[Material supplied Boundary: Start]

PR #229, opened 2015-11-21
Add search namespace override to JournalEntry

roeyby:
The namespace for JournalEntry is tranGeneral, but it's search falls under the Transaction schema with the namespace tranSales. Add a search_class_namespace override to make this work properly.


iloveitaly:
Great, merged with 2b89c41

[Material supplied Boundary: End]
[Material supplied Boundary: Start]

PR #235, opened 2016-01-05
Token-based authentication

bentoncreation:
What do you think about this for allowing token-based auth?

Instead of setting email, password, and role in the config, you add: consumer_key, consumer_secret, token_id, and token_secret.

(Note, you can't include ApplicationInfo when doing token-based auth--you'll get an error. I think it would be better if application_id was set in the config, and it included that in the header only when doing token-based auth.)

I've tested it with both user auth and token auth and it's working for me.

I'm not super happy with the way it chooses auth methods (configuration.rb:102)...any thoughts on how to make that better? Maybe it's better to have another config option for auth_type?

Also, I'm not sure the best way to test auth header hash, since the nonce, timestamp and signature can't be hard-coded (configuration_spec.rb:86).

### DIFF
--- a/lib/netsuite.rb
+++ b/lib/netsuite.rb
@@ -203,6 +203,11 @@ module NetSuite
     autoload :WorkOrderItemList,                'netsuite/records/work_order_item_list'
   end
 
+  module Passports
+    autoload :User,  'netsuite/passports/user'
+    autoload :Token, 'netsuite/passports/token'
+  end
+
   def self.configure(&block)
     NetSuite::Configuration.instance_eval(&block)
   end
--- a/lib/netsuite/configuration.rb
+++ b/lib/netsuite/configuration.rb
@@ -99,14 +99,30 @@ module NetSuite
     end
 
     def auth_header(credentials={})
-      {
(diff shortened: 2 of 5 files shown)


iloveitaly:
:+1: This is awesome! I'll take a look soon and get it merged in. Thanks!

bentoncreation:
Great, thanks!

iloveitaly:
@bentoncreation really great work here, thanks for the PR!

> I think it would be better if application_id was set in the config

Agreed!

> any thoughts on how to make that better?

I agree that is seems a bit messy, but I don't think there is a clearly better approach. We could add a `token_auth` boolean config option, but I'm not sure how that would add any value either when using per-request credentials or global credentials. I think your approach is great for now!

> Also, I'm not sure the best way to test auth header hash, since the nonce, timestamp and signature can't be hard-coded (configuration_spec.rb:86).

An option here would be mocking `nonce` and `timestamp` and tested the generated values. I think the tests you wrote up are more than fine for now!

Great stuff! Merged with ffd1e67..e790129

[Material supplied Boundary: End]
[Material supplied Boundary: Start]

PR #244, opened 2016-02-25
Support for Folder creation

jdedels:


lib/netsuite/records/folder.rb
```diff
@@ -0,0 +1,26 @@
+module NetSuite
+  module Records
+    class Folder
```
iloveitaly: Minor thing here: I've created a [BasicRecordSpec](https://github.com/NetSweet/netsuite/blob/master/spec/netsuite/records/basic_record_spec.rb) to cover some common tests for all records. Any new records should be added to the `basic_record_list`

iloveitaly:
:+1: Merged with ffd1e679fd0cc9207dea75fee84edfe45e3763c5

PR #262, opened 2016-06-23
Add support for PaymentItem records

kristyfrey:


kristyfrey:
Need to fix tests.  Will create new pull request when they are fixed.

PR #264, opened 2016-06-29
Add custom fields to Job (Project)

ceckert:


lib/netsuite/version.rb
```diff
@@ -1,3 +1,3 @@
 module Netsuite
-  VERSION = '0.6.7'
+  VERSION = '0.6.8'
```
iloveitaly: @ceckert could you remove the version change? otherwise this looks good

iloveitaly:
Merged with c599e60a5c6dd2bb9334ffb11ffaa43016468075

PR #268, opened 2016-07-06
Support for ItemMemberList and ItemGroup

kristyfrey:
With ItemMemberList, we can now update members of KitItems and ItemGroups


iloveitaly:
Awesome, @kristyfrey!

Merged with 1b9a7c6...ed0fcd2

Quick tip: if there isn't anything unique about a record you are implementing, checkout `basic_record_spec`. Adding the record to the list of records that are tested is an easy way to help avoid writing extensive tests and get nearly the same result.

[Material supplied Boundary: End]

Task description:
Your answer should be the exact lines above from the one with "PR #229, opened 2015-11-21" through the one with "Great, merged with 2b89c41", both included, and nothing besides.

Answer to the problem:
PR #229, opened 2015-11-21
Add search namespace override to JournalEntry

roeyby:
The namespace for JournalEntry is tranGeneral, but it's search falls under the Transaction schema with the namespace tranSales. Add a search_class_namespace override to make this work properly.


iloveitaly:
Great, merged with 2b89c41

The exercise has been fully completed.